In an action to recover damages for personal injuries, etc., the defendant New York City Transit Authority appeals from an order of the Supreme Court, Kings County (Hinds-Radix, J.), dated June 21, 2006, which denied its motion pursuant to CPLR 3211 (a) (7) to dismiss the complaint insofar as asserted against it for failure to state a cause of action.

Ordered that the order is reversed, on the law, with costs, and the motion to dismiss the complaint insofar as asserted against the defendant New York City Transit Authority is granted.

The injured plaintiff allegedly tripped and fell on a raised and *698mounded section of a roadway used for a bus stop in Brooklyn. The plaintiffs commenced this action alleging negligence against the City of New York and the New York City Transit Authority (hereinafter the NYCTA).

The City of New York, not the NYCTA, is responsible for the maintenance of bus stops within the City of New York, including the roads, curbs, and sidewalks attendant thereto (see Brown v City of New York, 250 AD2d 638 [1998]; Gall v City of New York, 223 AD2d 622 [1996]; Blakeney v City of New York, 222 AD2d 390 [1995]).

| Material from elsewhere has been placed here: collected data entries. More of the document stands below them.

PR #486, opened 2018-04-09
[KARAF-3235] Expose karaf itests as a bundle in order to simplify the way of writing itests for end-users

jbonofre:
… way of writing itests for end-users


jbonofre:
retest this please

jbonofre:
retest this please

jbonofre:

Therefore, the plaintiffs failed to state a cause of action against the NYCTA for failure to maintain the roadway adjacent to the bus stop.

Although the plaintiffs alleged that the NYCTA created or contributed to the defect which caused the injured plaintiffs fall, the allegations were based on the normal operation of NYCTA buses and therefore responsibility to repair such a defect rested with the City (see McFarlane v City of New York, 243 AD2d 691 [1997]). We reject the plaintiffs’ contention that the NYCTA could be held liable under a theory that it put the area in question to a special use (see Towbin v City of New York, 309 AD2d 505 [2003]; Gall v City of New York, supra; Pantazis v City of New York, 211 AD2d 427 [1995]). Mastro, J.P., Covello, Angiolillo and Dickerson, JJ, concur.